The Court of Appeals agreed with the Webbs and reversed the trial court. The Court of Appeals concluded USAA’s insurance policy covered the Webbs by parsing the policy definitions of “personal injury” and “intentional acts.” Prior cases indicated the definition of “personal injury” included claims relating to trespassing on another’s property, which fit the allegations that the Webbs had fired bullets on to the neighbors’ property. The Court of Appeals also determined that because at least some of the neighbors’ allegations triggered coverage under the policy, USAA had to defend the lawsuit. In making that determination, the court relied on the general principle that ambiguous insurance policy language must be interpreted in favor of the insured.
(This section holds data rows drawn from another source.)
PR #2117, opened 2026-04-17
AR-4505

imtithalhalalo:
on close, we will check for the mismatch of the metal grid.total weight and the header.total weight

we will show a message to “recalculate”

we will add a button “recalculate” it can be used anytime if the record is editable


NoraBitarSM:
Screenshot 2026-04-20 at 10 57 14 AM

click edit to open any record, you get this error

PR #2127, opened 2026-04-21
AR-4549

Ghinwa-Arab:
employee list screen -> Migrate employee termination popup


imtithalhalalo:
on asp after termination it closes the employee and the form not sure if you need to do the same
(but i think to keep employee form opened is better)

imtithalhalalo (approved):

PR #2132, opened 2026-04-22
AR-4555

imtithalhalalo:
job order on item selection
On Item selection
from SKU:

- Production Line
- Routing
- design
- Item Category

when filling design from this Design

Having determined the policy covered the lawsuit under the definition of “personal injury”, the Court of Appeals also concluded the policy’s exclusion for intentional acts did not apply. The court noted that the appropriate question was whether the Webbs were sued for conduct that the Webbs “expected or intended.” The neighbors’ lawsuit did not allege the Webbs intentionally fired on to the neighbors’ property. Rather, the neighbors alleged the Webbs fired at targets on the Webbs’ property but carelessly and recklessly allowed bullets to ricochet on to the neighbors’ property. Those allegations did not allege the Webbs intentionally trespassed on to the neighbors’ property. Just because the Webbs intended to fire guns did not mean the Webbs intended the bullets would ricochet on to the neighbors’ property.

This decision is an important reminder that the technical terms in insurance policies are critical to understanding the rights and obligations under the policy.  These terms can often have meanings defined in caselaw, as occurred in the Webb so an experienced attorney’s input is essential.